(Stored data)
□ □ □ □ □ □ □

PR #383, opened 2020-02-13
[BPK-3381] iOS native calendar colouring bridge

georgegillams:

+ [x] `UNRELEASED.md`
+ [x] `README.md`
+ [x] Tests

Simulator Screen Shot - iPhone 11 Pro Max - 2020-02-25 at 07 03 56

### DIFF
--- a/packages/react-native-bpk-component-calendar/src/ios/CalendarBridge/RCTBPKCalendar.h
+++ b/packages/react-native-bpk-component-calendar/src/ios/CalendarBridge/RCTBPKCalendar.h
@@ -20,6 +20,7 @@
 #import <Backpack/SimpleDate.h>
 #import <React/RCTViewManager.h>
 
+@class RCTBPKColorBucket;
 @interface RCTBPKCalendar : BPKCalendar
 
 @property(nonatomic, copy) RCTBubblingEventBlock onDateSelection;
@@ -27,5 +28,6 @@
 
 @property(nonatomic, nullable) NSDate *rct_minDate;
 @property(nonatomic, nullable) NSDate *rct_maxDate;
+@property(nonatomic, copy, nullable) NSArray<RCTBPKColorBucket *> *rct_colorBuckets;
 @property(nonatomic, nonnull) NSArray<NSDate *> *rct_selectedDates;
 @end
--- a/packages/react-native-bpk-component-calendar/src/ios/CalendarBridge/RCTBPKCalendar.m
+++ b/packages/react-native-bpk-component-calendar/src/ios/CalendarBridge/RCTBPKCalendar.m
@@ -19,6 +19,8 @@
 #import "RCTBPKCalendar.h"
 
 #import "RCTBPKCalendarDateUtils.h"
+#import "RCTBPKColorBucket.h"
+#import "RCTBPKDateMatcher.h"
 
 NS_ASSUME_NONNULL_BEGIN
 @interface RCTBPKCalendar ()
@@ -125,6 +127,24 @@ NS_ASSUME_NONNULL_BEGIN
     }
 
     [super setSelectedDates:simpleDates];
+}
+
+- (void)setRct_colorBuckets:(NSArray<RCTBPKColorBucket *> *_Nullable)rct_colorBuckets {
+    _rct_colorBuckets = rct_colorBuckets;
+
+    for (NSInteger i = 0; i < rct_colorBuckets.count; i += 1) {
+        RCTBPKColorBucket *bucket = rct_colorBuckets[i];
+
+        NSMutableArray *localDates = [[NSMutableArray alloc] initWithCapacity:bucket.days.dates.count];
+        for (int j = 0; j < bucket.days.dates.count; j += 1) {
+            localDates[j] = [RCTBPKCalendarDateUtils convertDateToLocal:bucket.days.dates[j]
+                                                          localCalendar:self.gregorian
+                                                            utcCalendar:self.utcCalendar];
+        }
+
+        bucket.days.dates = localDates;
+    }
+    [self reloadData];
 }
 
 @end
--- a/packages/react-native-bpk-component-calendar/src/ios/CalendarBridge/RCTBPKCalendarDateUtils.m
+++ b/packages/react-native-bpk-component-calendar/src/ios/CalendarBridge/RCTBPKCalendarDateUtils.m
@@ -39,5 +39,15 @@ NS_ASSUME_NONNULL_BEGIN
     return [localCalendar dateFromComponents:utcComponents];
 }
 
++ (BOOL)date:(NSDate *)date isAfterDate:(NSDate *)reference {
+    NSComparisonResult ordering = [reference compare:date];
+    return ordering == NSOrderedAscending;
+}
+
++ (BOOL)date:(NSDate *)date isBeforeDate:(NSDate *)reference {
+    NSComparisonResult ordering = [reference compare:date];
+    return ordering == NSOrderedDescending;
+}
+
 @end
 NS_ASSUME_NONNULL_END
--- a/packages/react-native-bpk-component-calendar/src/ios/CalendarBridge/RCTBPKCalendarManager.m
+++ b/packages/react-native-bpk-component-calendar/src/ios/CalendarBridge/RCTBPKCalendarManager.m
@@ -20,12 +20,15 @@
 #import <React/RCTBridge.h>
 #import <React/RCTUIManager.h>
 
+#import <Backpack/Color.h>
+
 #import "RCTBPKCalendar.h"
 #import "RCTBPKCalendarDateUtils.h"
+#import "RCTBPKColorBucket.h"
+#import "RCTBPKDateMatcher.h"
 #import "RCTConvert+RCTBPKCalendar.h"
 
 @interface RCTBPKCalendarManager () <BPKCalendarDelegate>
-
 @end
 
 @implementation RCTBPKCalendarManager
@@ -41,6 +44,7 @@ RCT_EXPORT_MODULE()
 
 RCT_REMAP_VIEW_PROPERTY(minDate, rct_minDate, NSDate)
 RCT_REMAP_VIEW_PROPERTY(maxDate, rct_maxDate, NSDate)
+RCT_REMAP_VIEW_PROPERTY(colorBuckets, rct_colorBuckets, RCTBPKColorBucketArray);
 RCT_EXPORT_VIEW_PROPERTY(selectionType, BPKCalendarSelection)
 RCT_EXPORT_VIEW_PROPERTY(locale, NSLocale)
 RCT_REMAP_VIEW_PROPERTY(selectedDates, rct_selectedDates, NSArray<NSDate *> *)
@@ -105,6 +109,93 @@ RCT_EXPORT_METHOD(forceRender : (nonnull NSNumber *)reactTag) {
     }
 
     calendar.onDateSelection(@{@"selectedDates": dateArray});
+}
+
+- (RCTBPKColorBucket *_Nullable)colorBucketForDate:(NSDate *)date
+                                      colorBuckets:(NSArray<RCTBPKColorBucket *> *)colorBuckets {
+    for (RCTBPKColorBucket *bucket in colorBuckets) {
+        switch (bucket.days.matcherType) {
+        case RCTBPKDateMatcherTypeRange:
+            if ([RCTBPKCalendarDateUtils date:date isAfterDate:bucket.days.dates[0]] &&
+                [RCTBPKCalendarDateUtils date:date isBeforeDate:bucket.days.dates[1]]) {
+                return bucket;
+            }
+            break;
+        case RCTBPKDateMatcherTypeBefore:
+            if ([RCTBPKCalendarDateUtils date:date isBeforeDate:bucket.days.dates[0]]) {
+                return bucket;
+            }
+            break;
+        case RCTBPKDateMatcherTypeAfter:
+            if ([RCTBPKCalendarDateUtils date:date isAfterDate:bucket.days.dates[0]]) {
+                return bucket;
+            }
+            return nil;
+        case RCTBPKDateMatcherTypeAny:
+            for (NSDate *bucketDate in bucket.days.dates) {
+                if ([bucketDate isEqualToDate:date]) {
+                    return bucket;
+                }
+            }
+            break;
+        }
+    }
+    return nil;
+}
+
+- (UIColor *)calendar:(BPKCalendar *)calendar fillColorForDate:(NSDate *)date {
+    NSAssert([calendar isKindOfClass:RCTBPKCalendar.class],
+             @"calendar value is not of type RCTBPKCalendar as expected.");
+    if (![calendar isKindOfClass:RCTBPKCalendar.class]) {
+        return BPKColor.clear;
+    }
+
+    RCTBPKCalendar *rctCalendar = (RCTBPKCalendar *)calendar;
+    RCTBPKColorBucket *colorBucket = [self colorBucketForDate:date colorBuckets:rctCalendar.rct_colorBuckets];
+
+    if (colorBucket) {
+        return colorBucket.color;
+    }
+    return BPKColor.clear;
+}
+
+- (UIColor *)calendar:(BPKCalendar *)calendar titleColorForDate:(NSDate *)date {
+    NSAssert([calendar isKindOfClass:RCTBPKCalendar.class],
+             @"calendar value is not of type RCTBPKCalendar as expected.");
+    if (![calendar isKindOfClass:RCTBPKCalendar.class]) {
+        return BPKColor.textPrimaryColor;
+    }
+
+    RCTBPKCalendar *rctCalendar = (RCTBPKCalendar *)calendar;
+    RCTBPKColorBucket *colorBucket = [self colorBucketForDate:date colorBuckets:rctCalendar.rct_colorBuckets];
+
+    if (colorBucket) {
+        switch (colorBucket.textStyle) {
+        case RCTBPKColorBucketTextStyleDefault:
+            return [self.class getTextColorForBackground:colorBucket.color];
+        case RCTBPKColorBucketTextStyleLight:
+            return BPKColor.textPrimaryLightColor;
+        case RCTBPKColorBucketTextStyleDark:
+            return BPKColor.textPrimaryDarkColor;
+        }
+    }
+    return BPKColor.textPrimaryColor;
+}
+
+#pragma mark - Helpers
+
++ (UIColor *)getTextColorForBackground:(UIColor *)backgroundColor {
+    CIColor *ciColor = [[CIColor alloc] initWithColor:backgroundColor];
+
+    // Luminance calculation using the "Relative luminance in colorimetric spaces" algorithm
+    // https://en.wikipedia.org/wiki/Relative_luminance#Relative_luminance_in_colorimetric_spaces
+    double luminance = 0.2126 * ciColor.red + 0.7152 * ciColor.green + 0.0722 * ciColor.blue;
+
+    if (luminance < 0.5) {
+        return BPKColor.textPrimaryDarkColor;
+    } else {
+        return BPKColor.textPrimaryLightColor;
+    }
 }
 
 @end
--- a/packages/react-native-bpk-component-calendar/src/ios/CalendarBridge/RCTBPKColorBucket.h
+++ b/packages/react-native-bpk-component-calendar/src/ios/CalendarBridge/RCTBPKColorBucket.h
@@ -1,0 +1,45 @@
+/*
+ * Backpack - Skyscanner's Design System
+ *
+ * Copyright 2016-2020 Skyscanner Ltd
+ *
+ * Licensed under the Apache License, Version 2.0 (the "License");
+ * you may not use this file except in compliance with the License.
+ * You may obtain a copy of the License at
+ *
+ *   http://www.apache.org/licenses/LICENSE-2.0
+ *
+ * Unless required by applicable law or agreed to in writing, software
+ * distributed under the License is distributed on an "AS IS" BASIS,
+ * WITHOUT WARRANTIES OR CONDITIONS OF ANY KIND, either express or implied.
+ * See the License for the specific language governing permissions and
+ * limitations under the License.
+ */
+
+#import <Backpack/SimpleDate.h>
+
+NS_ASSUME_NONNULL_BEGIN
+
+@class RCTBPKDateMatcher;
+@interface RCTBPKColorBucket : NSObject
+
+/**
+ * Enum values for specifying calendar selection type
+ */
+typedef NS_ENUM(NSUInteger, RCTBPKColorBucketTextStyle) {
+    RCTBPKColorBucketTextStyleDefault = 0,
+    RCTBPKColorBucketTextStyleLight = 1,
+    RCTBPKColorBucketTextStyleDark = 2,
+};
+
+@property(nonatomic, readonly, strong) UIColor *color;
+@property(nonatomic, readonly, assign) RCTBPKColorBucketTextStyle textStyle;
+@property(nonatomic, readonly, strong, nullable) RCTBPKDateMatcher *days;
+
+- (instancetype)initWithColor:(UIColor *)color
+                    textStyle:(RCTBPKColorBucketTextStyle)textStyle
+                         days:(RCTBPKDateMatcher *)days;
+
+@end
+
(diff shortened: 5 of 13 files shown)


packages/react-native-bpk-component-calendar/stories.js
```diff
@@ -424,7 +424,11 @@ storiesOf('react-native-bpk-component-calendar', module)
             minDate={minDate}
             maxDate={maxDate}
             colorBuckets={[
-              colorBucket(colorSagano, dateMatchers[selectedValue].descriptor),
+              colorBucket(
+                colorSagano,
+                dateMatchers[selectedValue].descriptor,
+                'light',
```
tiagoengel: Why adding the default value?

georgegillams: The default value is undefined, by the style should be light on `colorSagano`

tiagoengel: There is a bit of mismatch in how Android and iOS deal with this then, Android will use the best value based on the bucket colour when it's undefined.

georgegillams: Oh right ok - we should do the same for each platform I guess

georgegillams: What algorithm do you use to determine luminance of the background color?

tiagoengel:
RN LGTM!

packages/react-native-bpk-component-calendar/src/ios/CalendarBridge/RCTBPKCalendarManager.m
```diff
@@ -20,23 +20,28 @@
...
 #import "RCTBPKCalendar.h"
 #import "RCTBPKCalendarDateUtils.h"
 #import "RCTConvert+RCTBPKCalendar.h"
+#import "RCTBPKColorBucket.h"
+#import "RCTBPKDateMatcher.h"
 
 @interface RCTBPKCalendarManager () <BPKCalendarDelegate>
-
+@property(nonatomic, strong) NSArray<RCTBPKColorBucket *> *colorBuckets;
+@property(nonatomic, strong) RCTBPKCalendar *calendar;
```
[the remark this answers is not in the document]
k0nserv: The data should live either in the view instance itself or in the shadow view. For example [`RCTTextShadowView`](https://github.com/facebook/react-native/blob/86cad7d69099baaaeae10ac7c0912a023101f257/Libraries/Text/Text/RCTTextShadowView.h#L14) keeps data within it that is later used as part of layout. Since our case doesn't affect the layout or Yoga I think storing the buckets inside `RCTBPKCalendar` is the right choice here

packages/react-native-bpk-component-calendar/src/ios/CalendarBridge/RCTBPKCalendarManager.m
```diff
@@ -105,4 +114,83 @@ - (void)calendar:(RCTBPKCalendar *)calendar didChangeDateSelection:(NSArray<BPKS
     calendar.onDateSelection(@{@"selectedDates": dateArray});
 }
 
+- (RCTBPKColorBucket *_Nullable) colourBuckedForDate:(NSDate *)date {
```
k0nserv: `colour` -> `color` 🇺🇸

packages/react-native-bpk-component-calendar/src/ios/CalendarBridge/RCTBPKCalendarManager.m
```diff
@@ -105,4 +114,83 @@ - (void)calendar:(RCTBPKCalendar *)calendar didChangeDateSelection:(NSArray<BPKS
...
+    return BPKColor.textPrimaryColor;
+}
+
+#pragma Helpers
+
+- (UIColor *)getTextColorForBackground:(UIColor *)backgroundColor {
+    CIColor *ciColor = [[CIColor alloc] initWithColor:backgroundColor];
+
+    // Luminance calculation using the "Relative luminance in colorimetric spaces" algorithm
+    double luminance = 0.2126 * ciColor.red + 0.7152 * ciColor.green + 0.0722*ciColor.blue;
```
k0nserv: Neat 👍 Can we include a Wikipedia link in the comments too?

packages/react-native-bpk-component-calendar/src/ios/CalendarBridge/RCTBPKCalendarManager.m
```diff
@@ -105,4 +114,83 @@ - (void)calendar:(RCTBPKCalendar *)calendar didChangeDateSelection:(NSArray<BPKS
...
+
+    if (luminance < 0.5) {
+        return BPKColor.textPrimaryDarkColor;
+    } else {
+        return BPKColor.textPrimaryLightColor;
+    }
+}
+
+- (BOOL)date:(NSDate *)date isAfterDate:(NSDate *)reference {
```
k0nserv: This doesn't need to be an instance method

packages/react-native-bpk-component-calendar/src/ios/CalendarBridge/RCTBPKCalendarManager.m
```diff
@@ -105,4 +114,83 @@ - (void)calendar:(RCTBPKCalendar *)calendar didChangeDateSelection:(NSArray<BPKS
...
+    return [[date laterDate:reference] isEqualToDate:date];
+}
+
+- (BOOL)date:(NSDate *)date isBeforeDate:(NSDate *)reference {
```
k0nserv: Same as above

packages/react-native-bpk-component-calendar/src/ios/CalendarBridge/RCTBPKColorBucket.h
```diff
@@ -0,0 +1,43 @@
...
+ * Enum values for specifying calendar selection type
+ */
+typedef NS_ENUM(NSUInteger, RCTBPKColorBucketTextStyle) {
+    RCTBPKColorBucketTextStyleDefault = 0,
+    RCTBPKColorBucketTextStyleLight = 1,
+    RCTBPKColorBucketTextStyleDark = 2,
+};
+
+@property(nonatomic) UIColor *color;
+@property(nonatomic) RCTBPKColorBucketTextStyle textStyle;
```
k0nserv: Can we be explicit about `assing` here?

packages/react-native-bpk-component-calendar/src/ios/CalendarBridge/RCTBPKColorBucket.h
```diff
@@ -0,0 +1,43 @@
...
+/**
+ * Enum values for specifying calendar selection type
+ */
+typedef NS_ENUM(NSUInteger, RCTBPKColorBucketTextStyle) {
+    RCTBPKColorBucketTextStyleDefault = 0,
+    RCTBPKColorBucketTextStyleLight = 1,
+    RCTBPKColorBucketTextStyleDark = 2,
+};
+
+@property(nonatomic) UIColor *color;
```
k0nserv: Can we be explicit about `strong` here?

packages/react-native-bpk-component-calendar/src/ios/CalendarBridge/RCTBPKColorBucket.h
```diff
@@ -0,0 +1,43 @@
...
+@property(nonatomic) RCTBPKColorBucketTextStyle textStyle;
+@property(nonatomic, nullable) RCTBPKDateMatcher *days;
```
k0nserv: Can we be explicit about `strong` here?

packages/react-native-bpk-component-calendar/src/ios/CalendarBridge/RCTBPKDateMatcher.h
```diff
@@ -0,0 +1,42 @@
...
+ */
+typedef NS_ENUM(NSUInteger, RCTBPKDateMatcherType) {
+    RCTBPKDateMatcherTypeRange = 0,
+    RCTBPKDateMatcherTypeAfter = 1,
+    RCTBPKDateMatcherTypeBefore = 2,
+    RCTBPKDateMatcherTypeAny = 3,
+};
+
+@property(nonatomic) RCTBPKDateMatcherType matcherType;
+@property(nonatomic, nullable) NSArray<NSDate *> *dates;
```
k0nserv: Keep in mind that we use different time zone conventions on the RN side and inside the calendar so this needs some converting otherwise I think it will not be accurate. See the `setRct_*` methods on `RCTBPKCalendar`

packages/react-native-bpk-component-calendar/src/ios/CalendarBridge/RCTBPKColorBucket.h
georgegillams: Assing? 🐴

k0nserv: `assign`^

packages/react-native-bpk-component-calendar/src/ios/CalendarBridge/RCTBPKCalendarManager.m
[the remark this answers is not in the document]
georgegillams: This will require a change to this delegate, right?
Because if we don't have a reference to the Calendar we would have to be told by the delegate method what calendar it relates to...
And then cast the calendar to a RCTBPKCalendar to get the colorBuckets?

https://github.com/Skyscanner/backpack-ios/blob/master/Backpack/Calendar/Classes/BPKCalendar.h#L76-L81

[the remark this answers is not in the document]
k0nserv: Yes 👍 All delegate methods should have `calendar:` as the first argument by convention anyway. We can keep those old methods and deprecate them to avoid a breakign change

packages/react-native-bpk-component-calendar/src/ios/CalendarBridge/RCTBPKCalendar.h
```diff
@@ -20,12 +20,14 @@
 #import <Backpack/SimpleDate.h>
 #import <React/RCTViewManager.h>
 
+@class "RCTBPKColorBucket.h";
```
k0nserv: This isn't valid syntax AFAIK. It should be

```objective-c
@class RCTBPKColorBucket;
```

packages/react-native-bpk-component-calendar/src/ios/CalendarBridge/RCTBPKCalendar.h
```diff
@@ -20,12 +20,14 @@
...
 @interface RCTBPKCalendar : BPKCalendar
 
 @property(nonatomic, copy) RCTBubblingEventBlock onDateSelection;
 @property(nonatomic, strong, readonly) NSCalendar *utcCalendar;
 
 @property(nonatomic, nullable) NSDate *rct_minDate;
 @property(nonatomic, nullable) NSDate *rct_maxDate;
+@property(nonatomic, nullable) NSArray<RCTBPKColorBucket *> *rct_colorBuckets;
```
k0nserv: Can we specify `strong` on this and the other properties that don't specify it or `copy`?

packages/react-native-bpk-component-calendar/src/ios/CalendarBridge/RCTBPKCalendar.m
```diff
@@ -127,5 +129,27 @@ - (void)setRct_selectedDates:(NSArray<NSDate *> *)rct_selectedDates {
     [super setSelectedDates:simpleDates];
 }
 
+- (void)setRct_colorBuckets:(NSArray<RCTBPKColorBucket *> *_Nullable)rct_colorBuckets {
+    if(_rct_colorBuckets == rct_colorBuckets) {
```
k0nserv: This is doing a pointer comparison, is that intended? Will it ever be the same?

packages/react-native-bpk-component-calendar/src/ios/CalendarBridge/RCTBPKCalendar.m
```diff
@@ -127,5 +129,27 @@ - (void)setRct_selectedDates:(NSArray<NSDate *> *)rct_selectedDates {
...
+        return;
+    }
+
+    _rct_colorBuckets = rct_colorBuckets;
+
+    for (int i = 0; i < rct_colorBuckets.count ; i+= 1) {
+        RCTBPKColorBucket *bucket = rct_colorBuckets[i];
+
+        NSMutableArray *localDates = [[NSMutableArray alloc]initWithCapacity:bucket.days.dates.count];
```
k0nserv: Missing a space here before `init...`

packages/react-native-bpk-component-calendar/src/ios/CalendarBridge/RCTBPKCalendar.m
```diff
@@ -127,5 +129,27 @@ - (void)setRct_selectedDates:(NSArray<NSDate *> *)rct_selectedDates {
...
+        for (int j = 0; j < bucket.days.dates.count ; j+= 1) {
+            localDates[j] = [RCTBPKCalendarDateUtils convertDateToLocal:bucket.days.dates[j]
```
k0nserv: Can we cleanup the method call syntax here, maybe align the colons or whatever Xcode does by default?

packages/react-native-bpk-component-calendar/src/ios/CalendarBridge/RCTBPKCalendar.m
```diff
@@ -127,5 +129,27 @@ - (void)setRct_selectedDates:(NSArray<NSDate *> *)rct_selectedDates {
...
 }
 
+- (void)setRct_colorBuckets:(NSArray<RCTBPKColorBucket *> *_Nullable)rct_colorBuckets {
+    if(_rct_colorBuckets == rct_colorBuckets) {
+        return;
+    }
+
+    _rct_colorBuckets = rct_colorBuckets;
+
+    for (int i = 0; i < rct_colorBuckets.count ; i+= 1) {
```
k0nserv: Why is there an extra space after count but not after `0`?

packages/react-native-bpk-component-calendar/src/ios/CalendarBridge/RCTBPKCalendarDateUtils.m
```diff
@@ -39,5 +39,13 @@ + (NSDate *)convertDateToLocal:(NSDate *)utcDate
     return [localCalendar dateFromComponents:utcComponents];
 }
 
++ (BOOL)date:(NSDate *)date isAfterDate:(NSDate *)reference {
+    return [[date laterDate:reference] isEqualToDate:date];
```
k0nserv: Wouldn't it be cleaner to use `compare:` instead?

```objective-c
    NSComparisonResult ordering = [date compare:reference];

    return ordering == NSOrderedDescending || ordering == NSOrderedSame
```

packages/react-native-bpk-component-calendar/src/ios/CalendarBridge/RCTBPKCalendarDateUtils.m
```diff
@@ -39,5 +39,13 @@ + (NSDate *)convertDateToLocal:(NSDate *)utcDate
...
+}
+
++ (BOOL)date:(NSDate *)date isBeforeDate:(NSDate *)reference {
+    return [[date earlierDate:reference] isEqualToDate:date];
```
k0nserv: Same as above

packages/react-native-bpk-component-calendar/src/ios/CalendarBridge/RCTBPKCalendarManager.m
```diff
@@ -105,4 +109,82 @@ - (void)calendar:(RCTBPKCalendar *)calendar didChangeDateSelection:(NSArray<BPKS
     calendar.onDateSelection(@{@"selectedDates": dateArray});
 }
 
+- (RCTBPKColorBucket *_Nullable) colorBuckedForDate:(NSDate *)date colorBuckets:(NSArray<RCTBPKColorBucket *> *)colorBuckets {
```
k0nserv: Can we remove the space before `colorBuckedForDate:`?

packages/react-native-bpk-component-calendar/src/ios/CalendarBridge/RCTBPKCalendarManager.m
```diff
@@ -105,4 +109,82 @@ - (void)calendar:(RCTBPKCalendar *)calendar didChangeDateSelection:(NSArray<BPKS
...
+                }
+                break;
+        }
+    }
+    return nil;
+}
+
+- (UIColor *)calendar:(BPKCalendar *)calendar fillColorForDate:(NSDate *)date {
+    RCTBPKCalendar *rctCalendar = (RCTBPKCalendar *)calendar;
+    if(rctCalendar != nil) {
```
k0nserv: Why would this ever happen? By definition if we are in a delegate method of a calendar the `calendar` parameter will never be `nil`

packages/react-native-bpk-component-calendar/src/ios/CalendarBridge/RCTBPKCalendarManager.m
```diff
@@ -105,4 +109,82 @@ - (void)calendar:(RCTBPKCalendar *)calendar didChangeDateSelection:(NSArray<BPKS
...
+        RCTBPKColorBucket *colorBucket = [self colorBuckedForDate:date colorBuckets:rctCalendar.rct_colorBuckets];
+
+        if(colorBucket) {
```
k0nserv: Spacing

packages/react-native-bpk-component-calendar/src/ios/CalendarBridge/RCTBPKCalendarManager.m
k0nserv: In fact it's not marked as `_Nullable` so it violates our own API

packages/react-native-bpk-component-calendar/src/ios/CalendarBridge/RCTBPKCalendarManager.m
```diff
@@ -105,4 +109,82 @@ - (void)calendar:(RCTBPKCalendar *)calendar didChangeDateSelection:(NSArray<BPKS
...
+            return colorBucket.color;
+        }
+    }
+    return BPKColor.clear;
+}
+
+- (UIColor *)calendar:(BPKCalendar *)calendar titleColorForDate:(NSDate *)date {
+    RCTBPKCalendar *rctCalendar = (RCTBPKCalendar *)calendar;
+    if(rctCalendar != nil) {
```
k0nserv: Same as above

packages/react-native-bpk-component-calendar/src/ios/CalendarBridge/RCTBPKCalendarManager.m
```diff
@@ -105,4 +109,82 @@ - (void)calendar:(RCTBPKCalendar *)calendar didChangeDateSelection:(NSArray<BPKS
...
+                    return BPKColor.textPrimaryDarkColor;
+            }
+        }
+    }
+    return BPKColor.textPrimaryColor;
+}
+
+#pragma Helpers
+
+- (UIColor *)getTextColorForBackground:(UIColor *)backgroundColor {
```
k0nserv: nitpic: This doesn't need to be an instance method

packages/react-native-bpk-component-calendar/src/ios/CalendarBridge/RCTBPKCalendarManager.m
```diff
@@ -105,4 +109,82 @@ - (void)calendar:(RCTBPKCalendar *)calendar didChangeDateSelection:(NSArray<BPKS
...
+                    return BPKColor.textPrimaryLightColor;
+                case RCTBPKColorBucketTextStyleDark:
+                    return BPKColor.textPrimaryDarkColor;
+            }
+        }
+    }
+    return BPKColor.textPrimaryColor;
+}
+
+#pragma Helpers
```
k0nserv: Should be

```objective-c
#pragma mark - Helpers
```

packages/react-native-bpk-component-calendar/src/ios/CalendarBridge/RCTConvert+RCTBPKCalendar.m
```diff
@@ -27,6 +30,38 @@ @implementation RCTConvert (RCTBPKCalendar)
...
+                   @"any": @(RCTBPKDateMatcherTypeAny)
+               }),
+               RCTBPKColorBucketTextStyleDefault, integerValue)
+
 RCT_ARRAY_CONVERTER(NSDate)
+RCT_ARRAY_CONVERTER(RCTBPKColorBucket)
+
++ (RCTBPKDateMatcher *)RCTBPKDateMatcher:(id)json {
+    RCTBPKDateMatcherType matcherType = [RCTConvert RCTBPKDateMatcherType:json[@"type"]];
+    NSArray<NSDate *> *dates = [RCTConvert NSDateArray:json[@"dates"]];
```
k0nserv: I don't think this is still handling the timezone issues correctly

packages/react-native-bpk-component-calendar/src/ios/CalendarBridge/RCTBPKCalendarManager.m
georgegillams: Use an assert to check that the calendar is a `RCTBPKCalendar.class`

georgegillams:
Need to test this in extreme time-zone cases 👍

packages/react-native-bpk-component-calendar/src/ios/CalendarBridge/RCTConvert+RCTBPKCalendar.m
georgegillams: That's handled in `RCTBPKCalendar setRct_colorBuckets`

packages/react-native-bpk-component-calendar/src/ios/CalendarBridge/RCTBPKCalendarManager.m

□ □ □ □ □ □ □

Extract every line above containing the word "switch".

- Exercise result
+        switch (bucket.days.matcherType) {
+        switch (colorBucket.textStyle) {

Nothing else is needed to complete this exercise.